- From: Jyrki Alakuijala <jyrki@google.com>
- Date: Wed, 2 Nov 2016 20:59:03 +0100
- To: Vlad Krasnov <vlad@cloudflare.com>
- Cc: HTTP Working Group <ietf-http-wg@w3.org>
- Message-ID: <CAPapA7TNeMTaPz7SN_0bmHx7G9a8V9c6eD=4LcRQj+G2XPQrGQ@mail.gmail.com>
Brotli has two separate ways of using a static dictionary. The first way is the traditional way that zlib supports. The current custom dictionary interface in brotli supports this method. The second way is denser. It allows for every pair of (length, distance) to point to a unique dictionary sequence. Because of this, dictionary sequences that point to length N strings would save log2(N) bits in distance specification in comparison to traditional dictionaries. Further, second way of coding dictionaries allows for simple transformations of the dictionary, i.e., primitive grammar to be defined. We didn't add a user-programmable interface to define these yet in libbrotli, but the second way for static dictionaries is already used for the internal static dictionary. Our experience with it is that it is significantly more powerful in comparison than a simple sequence of bytes.
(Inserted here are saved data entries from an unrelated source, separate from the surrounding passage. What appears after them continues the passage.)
PR #2134, opened 2025-05-12
REFACTOR: Change repNeededToDonate to favorNeededToDonate

d0sboots:
It was wrong and confusing.


catloversg (approved):

catloversg:
Unrelated to this PR: What do you think about renaming `RepToDonateToFaction` to `FavorToDonateToFaction`?

d0sboots:
That's a breaking change, but since the name is outright wrong and I haven't heard anyone complain, I doubt many people are looking at it. Now seems like the time to do it.

PR #2135, opened 2025-05-14
TERMINAL: Add RAM usage and detailed file size to `ls -l` output

### LINKED ISSUE #1958: Add file size to `-l` flag to ls
Someone was having savefile size issues, and eventually tracked it down to one excessively large log file. This would be much easier to figure out if `ls` had a way to show the sizes, like the standard commandline tool.

Since we don't have a "real" filesystem, most of the flags to ls won't ever apply, but this one does. Things like port openers and .msg files could show 0 bytes, or some other thing.

HansLuft778:
closes #1958 

I have updated the `ls -l` command to show RAM usage and byte-accurate file sizes. The file data is then formatted and passed to a `LongListItem` React component to render the table-like `-l` view. I have added a helper function (getItemDisplayData) to centralize the preparation of the data for each file/folder. Column widths for RAM and size are dynamically calculated based on the content length to ensure good alignment.

- Added script RAM usage in GB and file sizes in byte to the `ls -l` command
- Non-script files (`.lit`, `.txt`, ...) show `-` for RAM usage
- invalid script files are shown as `NaN`
- grep still works

`ls` results in the same output:
image

`ls -l` previously:
image

`ls -l` after the change:
image


src/Terminal/commands/ls.tsx
```diff
@@ -109,6 +128,82 @@ export function ls(args: (string | number | boolean)[], server: BaseServer): voi
...
+      }
+    }
+  }
+
+  function getItemDisplayData(
+    relativePath: string,
+    fileType: FileType,
+  ): { ramDisplay: string; sizeDisplay: string; nameElement: React.ReactElement } {
+    // Get name element of file
+    let nameElement: React.ReactElement;
```
d0sboots: By having this inside getItemDisplayData, you end up creating the react element twice: Once when you measure the sizes (and then you ignore the element) and a 2nd time when you actually use it. Because React is weird, creating elements twice like this can have correctness effects, especially when stuff like `useState` gets involved, and it always has performance implications.

Since the logic for creating the elements is actually completely separate from the sizing, I suggest you just split this into two functions.

src/Terminal/commands/ls.tsx
```diff
@@ -180,49 +276,62 @@ export function ls(args: (string | number | boolean)[], server: BaseServer): voi
...
-      case FileType.TextFile:
-        segmentElements = segments.map((segment) => <ClickableContentFileLink key={segment} path={segment} />);
-        break;
-      default:
-        segmentElements = segments.map((segment) => <span key={segment}>{segment}</span>);
+    if (segments.length === 0) return;
+
+    // print file based on mode
+    if (flags["-l"]) {
+      segments.forEach((segmentPath) => {
```
d0sboots: Optional: `forEach` has a lot of pitfalls, this can be directly replaced with `for of`. (I didn't comment on the other ones because doing one-line for-of is a little weird.)

d0sboots:
This looks good! The formatting was making me feel weird, but it really is how Unix `ls` works.

HansLuft778:
I have added the `-h`  flag to show file sizes in human readable format and adjusted the `help` command text to include the changes
image

d0sboots (commented):
Dagnabbit, I never sent these pending remarks

d0sboots:
Oh also, if possible it's easier for us reviewers if you don't rebase your changes but merge instead. I'm gonna squash them all down to one when they're submitted anyway, and rebasing loses the history and makes it harder to review things incrementally.

HansLuft778:
should be fixed now.
Regarding rebase: Usually I also prefer to merge, but I noticed the CONTRIBUTING.md mentions rebasing against dev so i chose to rebase instead of merge, sorry :D

src/Terminal/commands/ls.tsx
```diff
@@ -109,6 +130,84 @@ export function ls(args: (string | number | boolean)[], server: BaseServer): voi
...
+
+    for (const item of allDisplayableItems) {
+      const { ramDisplay, sizeDisplay } = getItemNumericData(item.path, item.type);
+      if (sizeDisplay.length > maxSizeStrLength) maxSizeStrLength = sizeDisplay.length;
+      if (ramDisplay.length > maxRamStrLength) maxRamStrLength = ramDisplay.length;
+    }
+  }
+
+  // Helper function to format bytes into human-readable strings
+  function formatBytes(bytes: number, decimals = 1): string {
```
catloversg: You should use `formatRam` in `src\ui\formatNumber.ts` instead of this function. We need to be consistent. Otherwise, the RAM usage printed by `ls` will not be the same as values printed everywhere else.

catloversg:
You also need to update text at:
https://github.com/bitburner-official/bitburner-src/blob/9824166dbf86b8d572fb2ca5aa4bce46ca5877fe/src/Terminal/HelpText.ts#L339

Optional: Explain the meaning of 2 new columns here. The first column is self-explanatory, but the second one is not.

src/Terminal/commands/ls.tsx
HansLuft778: I will use it for the script's RAM usage, but should i also for the filesize? Looks like its only compatible with GB and upwards

catloversg: Regarding file size, let's wait for @d0sboots's opinion.

d0sboots: We do not have a formatter that is appropriate for built-in filesizes yet. However, since you've already mostly made one, we should either scrap it (seems sad), or go all the way and finish it for general use.

To do the latter:
* Move this to ui/formatNumber as `formatFilesize`
* You're going to want to copy `formatRam` for most of the implementation. In particular, it should use `getFormatter` and you're going to need to add a similar thing to `ramSuffixList` to work with the settings switch between KB and KiB. Yup, it's a pain, but that's what you get when you sign up for human-readable units. XD

If you don't want to do all that, I'd be totally fine with just using raw numbers for filesize.

d0sboots:
> should be fixed now. Regarding rebase: Usually I also prefer to merge, but I noticed the CONTRIBUTING.md mentions rebasing against dev so i chose to rebase instead of merge, sorry :D

That was a list of stuff to do before you (initially) submit a PR. However, I can see how it would be ambiguous. We should probably add a section about what to do and what to expect *during* the PR process to CONTRIBUTING.

src/Terminal/HelpText.ts
```diff
@@ -336,14 +336,16 @@ export const HelpTexts: Record<string, string[]> = {
...
-    "Usage: ls [dir] [-l] [--grep pattern]",
+    "Usage: ls [dir] [-l] [-h] [-g, --grep pattern]",
     " ",
     "The ls command, with no arguments, prints all files and directories on the current server's directory to the Terminal screen. ",
     "The files will be displayed in alphabetical order. ",
     " ",
     "The 'dir' optional parameter can be used to display files/directories in another directory.",
     " ",
-    "The '-l' optional parameter allows you to force each item onto a single line.",
+    "The '-l' optional parameter allows you to force each item onto a single line, displaying two new columns for the script's RAM usage and filesize.",
```
catloversg:
```suggestion
    "The '-l' optional parameter allows you to force each item onto a single line, displaying two columns for the script's RAM usage and filesize.",
```
Help text/comments should be about the current state, not the history.

catloversg (commented):
I have not checked `formatNumber.ts`. I'll leave that to d0sboots.

test/jest/ui/formatNumber.test.ts
```diff
@@ -210,3 +213,35 @@ describe("Ram formatting", () => {
     expect(formatRam(1073741824)).toEqual("1.00EiB");
   });
 });
+describe("Filesize formatting", () => {
+  test("With default GB mode", () => {
+    // Initial settings
```
d0sboots, line 224: Can you add NaN and both infs to this and the ram test? Otherwise, everything looks great!

PR #2140, opened 2025-05-19
MISC: Add achievements for BN14

catloversg:
This PR adds achievements discussed at https://discord.com/channels/415207508303544321/459097632896188436/1338131626286121051.

I also improve the type checking of achievement-related code.

Capture


ficocelliguy:
@catloversg can the icon for the win streak one be "10 Dan" (a mythical better-than-the-best rank in Go) and the name be "Ten Steps Ahead" ?

These look really good!

catloversg:
Update:

Capture

tools/generate-achievement-types.js
```diff
@@ -0,0 +1,28 @@
+const { readFileSync, writeFileSync } = require("fs");
+const { resolve } = require("path");
+
+const rawData = readFileSync(resolve(__dirname, "../src/Achievements/AchievementData.json"), "utf-8");
```
d0sboots: I think you can avoid needing to write this generator script. Instead, I think you can make use of import attributes: <https://developer.mozilla.org/en-US/docs/Web/JavaScript/Reference/Statements/import/with>

Note that that feature is not widely available, *but* Webpack will polyfill it for us, essentially embedding the result, so there should be no runtime issues. The only question is if there are *build-time* issues that prevent it from working as the typed solution you want here.

d0sboots:
The new achievements look great! I would prefer to avoid needing a new generator script, but I'll take it if it's really needed. My #1 preference would be to find a way to get all process to operate off a single data source, whether that be a simple .ts file that can *also* be parsed by some of our other tools, or a .json that we can import.

catloversg:
I don't get how the new "import attributes" feature can help us here. Currently, we import `src\Achievements\AchievementData.json` and that json file is the single source of truth for achievement data. After importing it, we augment (no Bitburner-pun intended :smiley:) it with other data (e.g., icon, conditions). Nonetheless, I tried to remove the generator script as you wanted. There is still a manual step when we add a new SFx.1 achievement, but I think that's fine.

I also added an assertion function to assert the imported data. The old typecasting `(<AchievementDataJson>(<unknown>data)).achievements` without a runtime check looks too dangerous to me.

d0sboots:
I will fully admit that my comment was based on a vague gut-feel and didn't have a fully thought-out design behind it. However, you found your way to the design I had vaguely felt, bravo! Having an extra manual step when adding SF achievements is much better than a new step for *all* achievements.

PR #2143, opened 2025-05-19
MISC: Remove deprecated tail-related APIs

catloversg:
It's just as the title said.

I did not plan to remove these APIs because they have just been deprecated recently. However, since we already made some breaking changes without a grace period (e.g., #1635), I decided to do that now instead of waiting until v4.

I'm neutral on this kind of sudden-changes-without-notice (the removal of fuzzy matching is a special case, though), so I'm okay with *not* doing this. If the maintainer wants, I'll skip this change. However, in that case, we should reconsider and make a list of changes that should be waited until v4.

Before:
```js
/** @param {NS} ns */
  ns.tail();
  ns.moveTail(0, 0);
  ns.resizeTail(500, 500);
  ns.closeTail();
  ns.setTitle("test");
}
```

After:
```js
/** @param {NS} ns */
  ns.ui.openTail();
  ns.ui.moveTail(0, 0);
  ns.ui.resizeTail(500, 500);
  ns.ui.closeTail();
  ns.ui.setTailTitle("test");
}
```

APIBreakInfo-3.0.0.txt
```
API BREAK INFO FOR 3.0.0

ns.tail() was removed.
It has been automatically replaced with "ns.ui.openTail()".

ns.moveTail() was removed.
It has been automatically replaced with "ns.ui.moveTail()".

ns.resizeTail() was removed.
It has been automatically replaced with "ns.ui.resizeTail()".

ns.closeTail() was removed.
It has been automatically replaced with "ns.ui.closeTail()".

ns.setTitle() was removed.
It has been automatically replaced with "ns.ui.setTailTitle()".



ns.tail
ns.moveTail
ns.resizeTail
ns.closeTail
ns.setTitle

test.js: (Line numbers: 3, 4, 5, 6, 7)
```


d0sboots:
It's a short migration timeframe, but we can auto-migrate these so I'm much less worried about them.

PR #2146, opened 2025-05-21
CORPORATION: Rename setAutoJobAssignment API to setJobAssignment

catloversg:
In pre-v2.2.0, we had 2 APIs for assigning jobs: `assignJob` and `setAutoJobAssignment`. `assignJob` assigns the job to a single employee, while `setAutoJobAssignment` automatically chooses employees and assigns the job to chosen ones. Due to employees no longer being objects in v2.2.0, we removed `assignJob`, so `setAutoJobAssignment` became the only API assigning jobs. The "auto" word in its name confuses some new players. They usually think that there are some kinds of "auto magic" when using that API, but there is nothing "auto" in its behavior after we made the change in v2.2.0.

This PR renames this API to `setJobAssignment` as being discussed at https://discord.com/channels/415207508303544321/459097632896188436/1360652034507804815 and https://discord.com/channels/415207508303544321/459097632896188436/1360680056019484944.

```
API BREAK INFO FOR 3.0.0

ns.corporation.setAutoJobAssignment() was removed.
It has been automatically replaced with "ns.corporation.setJobAssignment()".



ns.corporation.setAutoJobAssignment

test.js: (Line number: 3)
```

Capture


src/ScriptEditor/NetscriptDefinitions.d.ts
```diff
@@ -8906,11 +8906,16 @@ export interface OfficeAPI {
    *
    * @param divisionName - Name of the division
    * @param city - Name of the city
-   * @param job - Name of the job
+   * @param job - Name of the job. Do NOT use "Unassigned"; otherwise, this API does not do anything and just return false.
```
d0sboots: The "otherwise" was kinda ambiguous.
```suggestion
   * @param job - Name of the job. Passing "Unassigned" will cause this API to not do anything and just return false.
```

src/utils/APIBreaks/3.0.0.ts
```diff
@@ -94,4 +94,19 @@ export const breakInfos300: APIBreakInfo[] = [
       'It has been automatically replaced with "ns.ui.setTailTitle()".\n\n',
     showPopUp: false,
   },
+  {
+    brokenAPIs: [
+      {
+        name: "ns.corporation.setAutoJobAssignment",
+        migration: {
+          searchValue: "ns.corporation.setAutoJobAssignment",
+          replaceValue: "ns.corporation.setJobAssignment",
```
d0sboots: Do you think we can loosen this to just the bare name? That way, it will catch the cases where people assign namespaces to helper variables. This depends on there not being any other uses of this word, but I think that's the case here.
```suggestion
          searchValue: "setAutoJobAssignment",
          replaceValue: "setJobAssignment",
```

catloversg: That's a good idea.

Ideally, when used with brotli, a dictionary sharing mechanism would allow for both of these to be used, and to allow for primitive grammar support, too. The primitive grammar support allows for a small dictionary of prefixes and suffixes, for example the current prefix-suffix-dictionary is 208 bytes -- the \0s here are separators: kPrefixSuffix := "\0 \0, \0 of the \0 of \0s \0.\0 and \0 in \0\"\0 to \0\">\0\n\0. \0]\0" " for \0 a \0 that \0\'\0 with \0 from \0 by \0(\0. The \0 on \0 as \0" " is \0ing \0\n\t\0:\0ed \0=\"\0 at \0ly \0,\0=\'\0.com/\0. This \0" " not \0er \0al \0ful \0ive \0less \0est \0ize \0\xc2\xa0\0ous " In addition to this, there is a combination table that combines a prefix + middle-out-transform + suffix (choosing from 21 pre-programmed 'middle-out' transforms that operate on the dictionary entries). These "grammar tables" are less than 1 kB in size, but give about 1.5 % in compression density, much higher win than elsewhere in the static dictionary. It is possible that such grammar tables give more gain for languages that are heavy on their prefix use (articles, prepositions, etc.). The second way allows for about 3 % increase in compression density in comparison to the first way, or alternatively one can reach to same compression density by using smaller dictionaries (possibly about half the size).
Received on Wednesday, 2 November 2016 19:59:36 UTC